> WORK REQUIRED
Down to the last line, output the records below exactly.

[Stored data]
───

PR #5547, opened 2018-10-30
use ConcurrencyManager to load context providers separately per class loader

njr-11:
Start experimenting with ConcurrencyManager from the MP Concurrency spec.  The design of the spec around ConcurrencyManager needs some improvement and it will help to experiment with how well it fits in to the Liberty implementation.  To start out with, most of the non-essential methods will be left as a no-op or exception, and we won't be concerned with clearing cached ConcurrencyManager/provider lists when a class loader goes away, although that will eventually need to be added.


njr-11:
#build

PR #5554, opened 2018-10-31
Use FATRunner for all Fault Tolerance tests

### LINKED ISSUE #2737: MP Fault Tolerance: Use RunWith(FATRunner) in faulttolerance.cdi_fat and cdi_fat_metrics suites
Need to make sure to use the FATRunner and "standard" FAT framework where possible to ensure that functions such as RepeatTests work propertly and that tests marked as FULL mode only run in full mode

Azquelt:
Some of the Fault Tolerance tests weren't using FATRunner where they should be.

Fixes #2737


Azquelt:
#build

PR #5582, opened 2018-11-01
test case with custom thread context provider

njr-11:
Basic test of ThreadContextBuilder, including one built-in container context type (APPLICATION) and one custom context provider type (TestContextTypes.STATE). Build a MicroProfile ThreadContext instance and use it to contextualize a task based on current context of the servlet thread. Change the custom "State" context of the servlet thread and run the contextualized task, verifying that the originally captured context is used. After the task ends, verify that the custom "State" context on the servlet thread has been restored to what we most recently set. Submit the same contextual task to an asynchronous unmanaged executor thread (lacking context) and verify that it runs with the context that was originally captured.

───

> OUTPUT
PR #5547, opened 2018-10-30
use ConcurrencyManager to load context providers separately per class loader

njr-11:
Start experimenting with ConcurrencyManager from the MP Concurrency spec.  The design of the spec around ConcurrencyManager needs some improvement and it will help to experiment with how well it fits in to the Liberty implementation.  To start out with, most of the non-essential methods will be left as a no-op or exception, and we won't be concerned with clearing cached ConcurrencyManager/provider lists when a class loader goes away, although that will eventually need to be added.


njr-11:
#build

PR #5554, opened 2018-10-31
Use FATRunner for all Fault Tolerance tests

### LINKED ISSUE #2737: MP Fault Tolerance: Use RunWith(FATRunner) in faulttolerance.cdi_fat and cdi_fat_metrics suites
Need to make sure to use the FATRunner and "standard" FAT framework where possible to ensure that functions such as RepeatTests work propertly and that tests marked as FULL mode only run in full mode

Azquelt:
Some of the Fault Tolerance tests weren't using FATRunner where they should be.

Fixes #2737


Azquelt:
#build

PR #5582, opened 2018-11-01
test case with custom thread context provider

njr-11:
Basic test of ThreadContextBuilder, including one built-in container context type (APPLICATION) and one custom context provider type (TestContextTypes.STATE). Build a MicroProfile ThreadContext instance and use it to contextualize a task based on current context of the servlet thread. Change the custom "State" context of the servlet thread and run the contextualized task, verifying that the originally captured context is used. After the task ends, verify that the custom "State" context on the servlet thread has been restored to what we most recently set. Submit the same contextual task to an asynchronous unmanaged executor thread (lacking context) and verify that it runs with the context that was originally captured.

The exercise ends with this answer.